INSTRUCTIONS TO FOLLOW
Copy only what runs from the line containing "where the directory" through the end of the material below, line for line, with both ends included.

RECORDS TO USE START

PR #6, opened 2021-10-21
project: add basic rockcraft.yaml parsing and validation (CRAFT-584)

cmatsuoka:
Add a rockcraft.yaml parser that can also validate parts. This allows
the application to stop before running build providers if the parts
validation fails.

Also renamed the `tag` field to `version`, and changed the output image
file suffix to `.rock instead of `.oci.tar`.

Co-authored-by: Chris Patterson <chris.patterson@canonical.com>

-----

### DIFF
--- a/.pylintrc
+++ b/.pylintrc
@@ -149,7 +149,6 @@ disable=print-statement,
         exception-escape,
         comprehension-escape,
         line-too-long,
-        too-few-public-methods,
         fixme,
         fixme-info
 
--- a/rockcraft/project.py
+++ b/rockcraft/project.py
@@ -37,7 +37,7 @@ class Project(pydantic.BaseModel):
     build_base: str
     parts: Dict[str, Any]
 
-    class Config:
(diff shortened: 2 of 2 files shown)


sergiusens (dismissed):

.pylintrc
```diff
@@ -149,6 +149,7 @@ disable=print-statement,
         exception-escape,
         comprehension-escape,
         line-too-long,
+        too-few-public-methods,
```
sergiusens, line 152: can you escape this in the method that needs it instead?

rockcraft/project.py
```diff
@@ -0,0 +1,164 @@
...
+class Project(pydantic.BaseModel):
+    """Rockcraft project definition."""
+
+    name: str
+    version: str
+    base: str
+    build_base: str
+    parts: Dict[str, Any]
+
+    class Config:
```
sergiusens, line 40:
```suggestion
    class Config:  # pylint: disable=R0903
```

PR #18, opened 2022-03-19
providers: fix id mapping in lxd project mount

cmatsuoka:
Map the directory owner when mounting project from host instead of
using the uid of the current user, otherwise file creation will fail in hosts
where the directory owner and user id are different (like in gce spread
tests).

-----


cmatsuoka:
This fixes OCI image generation. Spread tests still fail (is `rockcraft/tools/external/tools` missing?)

sergiusens (approved):
Looks good, going to fix spread in another PR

RECORDS TO USE END

COMPLETED TASK
where the directory owner and user id are different (like in gce spread
tests).

-----


cmatsuoka:
This fixes OCI image generation. Spread tests still fail (is `rockcraft/tools/external/tools` missing?)

sergiusens (approved):
Looks good, going to fix spread in another PR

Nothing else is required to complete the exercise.